Наконец наступило Рождество, которое застало Лизу старой и седой, окруженной молодежью – живым и милым воспоминанием прошедших дней. Она вспомнила свое детство, когда этот праздник ей был так мил, и попросила детей свезти ее рано поутру в церковь. Дети исполнили ее желание, хотя и неохотно, так как боялись за ее здоровье: зима была суровая, а в эту декабрьскую ночь стоял трескучий мороз, и звезды ярко сияли на темном небе.

Весело зазвонили бубенчики; сани, перегоняя друг друга, неслись по дороге в церковь. Но вот засияли старые раскрашенные окна, и Лиза еще раз услышала звон своих милых колоколов. Эти звуки показались ей самыми прекрасными во всем свете, и из ее груди вырвался благодарный вздох, который в морозном воздухе понесся к небесам в виде облачка пара. Когда же она вошла в церковь, она обернулась к своим детям, пораженная и обрадованная:

– Я слышу пение псалмов, – сказала она.

Дети удивились и говорили:

– Что бы это могло значить, что мать вдруг услыхала псалмы, которых не слышала с десятилетнего возраста?

Однако, когда служба кончилась, и колокола снова зазвонили, они увидали, что старушка заснула со сложенными руками, заснула вечным сном и перешла в лучший мир. Тогда они сказали:

– Теперь мы знаем, почему мать услыхала псалмы. Когда заря вечности восходит над земным мраком, на добрых и благочестивых в последний час находит просветление, и они опять видят, чего до тех пор не видели, и слышат, чего давно не слышали. Ибо они уже наполовину перешли в бесконечную премудрость небесную.

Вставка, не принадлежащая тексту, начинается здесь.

PR #795, opened 2026-08-04
Add `TestMonitoringIntegration`

hamistao:
Implementing this test clearly required a schema update since:
1- The old schema relied heavily on the use of UI;
2- The set up of Longhorn metrics on Grafana was innacurate;

So this is my attempt at improving it, running Prometheus queries with the Grafana API while using Rancher as a proxy to check the values shown in Grafana without relying on the UI. 

Part of https://github.com/rancher/qa-tasks/issues/2403

### DIFF
--- a/actions/monitoring/grafana.go
+++ b/actions/monitoring/grafana.go
@@ -18,7 +18,6 @@ import (
 
 const (
 	GrafanaProxyURLTemplate = "https://%s/k8s/clusters/%s/api/v1/namespaces/cattle-monitoring-system/services/http:rancher-monitoring-grafana:80/proxy"
-	LoginURL                = "/login"
 	DsQueryURL              = "/api/ds/query"
 )
 
@@ -35,11 +34,18 @@ type QueryResponse struct {
 }
 
 func doRequest(client http.Client, method string, url string, payload any) ([]byte, []*http.Cookie, error) {
-	req, _ := http.NewRequest(method, url, nil)
+	req, err := http.NewRequest(method, url, nil)
+	if err != nil {
+		return nil, nil, err
+	}
 
 	if payload != nil {
 		req.Header.Set("Content-Type", "application/json")
-		jsonPayload, _ := json.Marshal(payload)
+		jsonPayload, err := json.Marshal(payload)
+		if err != nil {
+			return nil, nil, fmt.Errorf("payload is not proper JSON: %w", err)
+		}
+
 		req.Body = io.NopCloser(bytes.NewBuffer(jsonPayload))
 	}
 
@@ -48,17 +54,21 @@ func doRequest(client http.Client, method string, url string, payload any) ([]by
 		return nil, nil, err
 	}
 	defer resp.Body.Close()
-	body, _ := io.ReadAll(resp.Body)
+
+	body, err := io.ReadAll(resp.Body)
+	if err != nil {
+		return nil, nil, err
+	}
 
 	if resp.StatusCode == http.StatusOK || resp.StatusCode == http.StatusCreated {
 		return body, resp.Cookies(), nil
 	}
 
-	return nil, nil, fmt.Errorf("Request to %s failed with %d: %s\n", url, resp.StatusCode, string(body))
+	return nil, nil, fmt.Errorf("request to %s failed with %d: %s", url, resp.StatusCode, string(body))
 }
 
-// LoginGrafana logs in to a Rancher-proxied Grafana and returns a client embedded with a cookie containing a Ranher user token.
-func LoginGrafana(rancherHost string, rancherToken string, clusterID string, skipTLS bool) (*http.Client, error) {
+// NewGrafanaProxyClient creates Rancher-proxied client to Grafana by embedding it with a cookie containing a Rancher user token and returns it.
+func NewGrafanaProxyClient(rancherHost string, rancherToken string, skipTLS bool) (*http.Client, error) {
 	jar, _ := cookiejar.New(nil)
 	httpClient := &http.Client{
 		Transport: &http.Transport{
@@ -104,7 +114,7 @@ func PrometheusQueryInGrafana(client *http.Client, rancherHost string, clusterID
 		}
 
 		if err := json.Unmarshal(respBytes, &resp); err != nil {
-			return false, err
+			return false, nil
 		}
 
 		if len(resp.Results.A.Frames) == 0 {
--- a/actions/monitoring/grafana.go
+++ b/actions/monitoring/grafana.go
@@ -1,0 +1,125 @@
+package monitoring
+
+import (
+	"bytes"
+	"context"
+	"crypto/tls"
+	"encoding/json"
+	"fmt"
+	"io"
+	"net/http"
+	"net/http/cookiejar"
+	"net/url"
+	"time"
+
+	"github.com/rancher/shepherd/extensions/defaults"
+	kwait "k8s.io/apimachinery/pkg/util/wait"
+)
+
+const (
+	GrafanaProxyURLTemplate = "https://%s/k8s/clusters/%s/api/v1/namespaces/cattle-monitoring-system/services/http:rancher-monitoring-grafana:80/proxy"
+	LoginURL                = "/login"
+	DsQueryURL              = "/api/ds/query"
+)
+
+type QueryResponse struct {
+	Results struct {
+		A struct {
+			Frames []struct {
+				Data struct {
+					Values [][]int `json:"values"`
+				} `json:"data"`
+			} `json:"frames"`
+		} `json:"A"`
+	} `json:"results"`
+}
+
+func doRequest(client http.Client, method string, url string, payload any) ([]byte, []*http.Cookie, error) {
+	req, _ := http.NewRequest(method, url, nil)
+
+	if payload != nil {
+		req.Header.Set("Content-Type", "application/json")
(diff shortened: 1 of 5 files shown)


validation/longhorn/longhorn_test.go
```diff
@@ -10,13 +10,16 @@ import (
...
 	"testing"
 
+	monitoringv1 "github.com/prometheus-operator/prometheus-operator/pkg/apis/monitoring/v1"
 	"github.com/rancher/norman/types"
 	"github.com/rancher/shepherd/clients/rancher"
 	"github.com/rancher/shepherd/clients/rancher/catalog"
 	management "github.com/rancher/shepherd/clients/rancher/generated/management/v3"
 	steveV1 "github.com/rancher/shepherd/clients/rancher/v1"
+	extencharts "github.com/rancher/shepherd/extensions/charts"
 	shepherdCharts "github.com/rancher/shepherd/extensions/charts"
```
floatingman: This is imported twice.

actions/monitoring/grafana.go
```diff
@@ -0,0 +1,125 @@
...
+				Data struct {
+					Values [][]int `json:"values"`
+				} `json:"data"`
+			} `json:"frames"`
+		} `json:"A"`
+	} `json:"results"`
+}
+
+func doRequest(client http.Client, method string, url string, payload any) ([]byte, []*http.Cookie, error) {
+	req, _ := http.NewRequest(method, url, nil)
```
floatingman: You should handle an error if NewRequest fails. This could cause a panic later on.

actions/monitoring/grafana.go
```diff
@@ -0,0 +1,125 @@
...
+		jsonPayload, _ := json.Marshal(payload)
+		req.Body = io.NopCloser(bytes.NewBuffer(jsonPayload))
+	}
+
+	resp, err := client.Do(req)
+	if err != nil {
+		return nil, nil, err
+	}
+	defer resp.Body.Close()
+	body, _ := io.ReadAll(resp.Body)
```
floatingman: You should handle the ReadAll error. It can cause issues when the body variable is used later.

actions/monitoring/grafana.go
```diff
@@ -0,0 +1,125 @@
...
+		} `json:"A"`
+	} `json:"results"`
+}
+
+func doRequest(client http.Client, method string, url string, payload any) ([]byte, []*http.Cookie, error) {
+	req, _ := http.NewRequest(method, url, nil)
+
+	if payload != nil {
+		req.Header.Set("Content-Type", "application/json")
+		jsonPayload, _ := json.Marshal(payload)
```
floatingman: You should handle the errors from Marshal. This can make it hard to debug.

actions/monitoring/grafana.go
```diff
@@ -0,0 +1,125 @@
...
+			return false, err
+		}
+
+		if err := json.Unmarshal(respBytes, &resp); err != nil {
+			return false, err
+		}
+
+		if len(resp.Results.A.Frames) == 0 {
+			return false, fmt.Errorf("No frames returned")
+		}
```
floatingman, line 122: Returning non-nil errors will cause PollUntilContextTimeout to abort immediately and won't retry for 30 seconds. If you want to retry on these errors, then `return false, nil` for each case that you want to retry and only return errors for truly unrecoverable errors.

actions/monitoring/grafana.go
```diff
@@ -0,0 +1,125 @@
...
+	parsedBaseURL, err := url.Parse("https://" + rancherHost)
+	if err != nil {
+		return nil, err
+	}
+
+	cookies := []*http.Cookie{{Name: "R_SESS", Value: rancherToken}}
+	httpClient.Jar.SetCookies(parsedBaseURL, cookies)
+
+	return httpClient, nil
+}
```
floatingman: There's a typo in the comment for this function. Also, clusterID is not used. This function doesn't really log in; it creates a client. It really should be named something like NewGrafanaProxyClient.

actions/monitoring/grafana.go
```diff
@@ -0,0 +1,125 @@
...
+	"net/url"
+	"time"
+
+	"github.com/rancher/shepherd/extensions/defaults"
+	kwait "k8s.io/apimachinery/pkg/util/wait"
+)
+
+const (
+	GrafanaProxyURLTemplate = "https://%s/k8s/clusters/%s/api/v1/namespaces/cattle-monitoring-system/services/http:rancher-monitoring-grafana:80/proxy"
+	LoginURL                = "/login"
```
floatingman: It doesn't seem like this constant is used anywhere.

actions/monitoring/grafana.go
```diff
@@ -0,0 +1,125 @@
...
+			Frames []struct {
+				Data struct {
+					Values [][]int `json:"values"`
+				} `json:"data"`
+			} `json:"frames"`
+		} `json:"A"`
+	} `json:"results"`
+}
+
+func doRequest(client http.Client, method string, url string, payload any) ([]byte, []*http.Cookie, error) {
```
floatingman, line 36: http.Client can be passed by reference `*http.Client` since it is dereferenced later.

actions/monitoring/grafana.go
```diff
@@ -0,0 +1,125 @@
...
+		return nil, nil, err
+	}
+	defer resp.Body.Close()
+	body, _ := io.ReadAll(resp.Body)
+
+	if resp.StatusCode == http.StatusOK || resp.StatusCode == http.StatusCreated {
+		return body, resp.Cookies(), nil
+	}
+
+	return nil, nil, fmt.Errorf("Request to %s failed with %d: %s\n", url, resp.StatusCode, string(body))
```
floatingman: You shouldn't end error strings with a newline, as it adds unnecessary space in the output.

Also, it's a bit of a Go style not to capitalize error messages.

validation/longhorn/longhorn_test.go
```diff
@@ -52,6 +57,8 @@ import (
 var (
 	LonghornEncryptionSecretBaseName       = "longhorn-crypto"
 	LonghornEncryptionStorageClassBaseName = "longhorn-crypto-global"
+	volumeBytesPrometheusQueryTemplate     = "longhorn_volume_capacity_bytes{volume=\"%s\"}"
+	numberVolumesPrometheusQuery           = "count(longhorn_volume_capacity_bytes) OR on() vector(0)"
```
floatingman: Can you add a comment on why the `OR on() vector(0)` is necessary? I think it will be helpful for future maintainers to know how to guard against the scraping interval for Prometheus counts.

validation/longhorn/schemas/pit_schemas.yaml
```diff
@@ -189,50 +189,36 @@
...
+    - action: "Query Grafana for the volume size of the newly created volume (longhorn_volume_capacity_bytes{volume=<volumeName>})"
       data: ""
-      expectedresult: "Volume metrics dashboard displays"
+      expectedresult: "Volume size shows as 1 GiB"
       position: 6
-    - action: "Open 'Longhorn - Node' dashboard"
+    - action: "Query Grafana for the new number of existing Longhorn volumes (count(longhorn_volume_capacity_bytes) OR on() vector(0))"
       data: ""
-      expectedresult: "Node metrics dashboard displays"
+      expectedresult: "Number of volumes is equal to the previously quered value + 1"
```
floatingman: quered should be queried.

actions/monitoring/grafana.go
hamistao: I believe the general standard among Go users is to pass it by value unless there is a reason to do otherwise

actions/monitoring/grafana.go
hamistao: I am not sure if we want to retry here, as failing here would probably signify a bug on the server side or maybe an ugly communication issue. But to your point, for our purposes, it may be safer to retry all the same.

validation/longhorn/longhorn_test.go
```diff
@@ -425,6 +431,82 @@ func (l *LonghornTestSuite) TestVolumeEncryption() {
...
+	_, volumeName, err := storage.CreatePVC(l.client, l.cluster.ID, charts.LonghornStorageClass)
+	require.NoError(l.T(), err)
+	l.T().Logf("Volume %s created using %s PVC", volumeName, charts.LonghornStorageClass)
+
+	// CreatePVC creates a 1GiB volume.
+	volumeSizeQuery := fmt.Sprintf(volumeBytesPrometheusQueryTemplate, strings.TrimSpace(volumeName))
+	l.T().Logf("Checking volume %s's size with Prometheus through Grafana API (%s)", volumeName, volumeSizeQuery)
+	value, err = monitoring.PrometheusQueryInGrafana(loggedClient, l.client.RancherConfig.Host, l.cluster.ID, volumeSizeQuery)
+	require.NoError(l.T(), err)
+	require.Equal(l.T(), 1*1024*1024*1024, value)
```
lscalabrini01:
```suggestion
	require.Equal(l.T(), someVariable, value)
```

Could you move the value '1*1024*1024*1024' to a variable to clarify what is this value?

hamistao: Done!

slickwarren (approved):
lgtm

please make sure this has been tested and is working properly + backports are filed appropriately

lscalabrini01 (approved):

И снова звонили колокола; они звонили за упокой ее души, за упокой души той, которая так любила их и так долго не слыхала ничего другого, кроме них. Они звонили так хорошо, и их серебристый звон несся в морозном воздухе, как благословение и молитва, и народ, собравшийся около церкви, набожно сложив руки, говорил:

 

– Теперь колокола звонят за упокой души сторожевой Лизы. Господи Боже, как прекрасен колокольный звон!


1Локоть равен приблизительно 3/4 арш.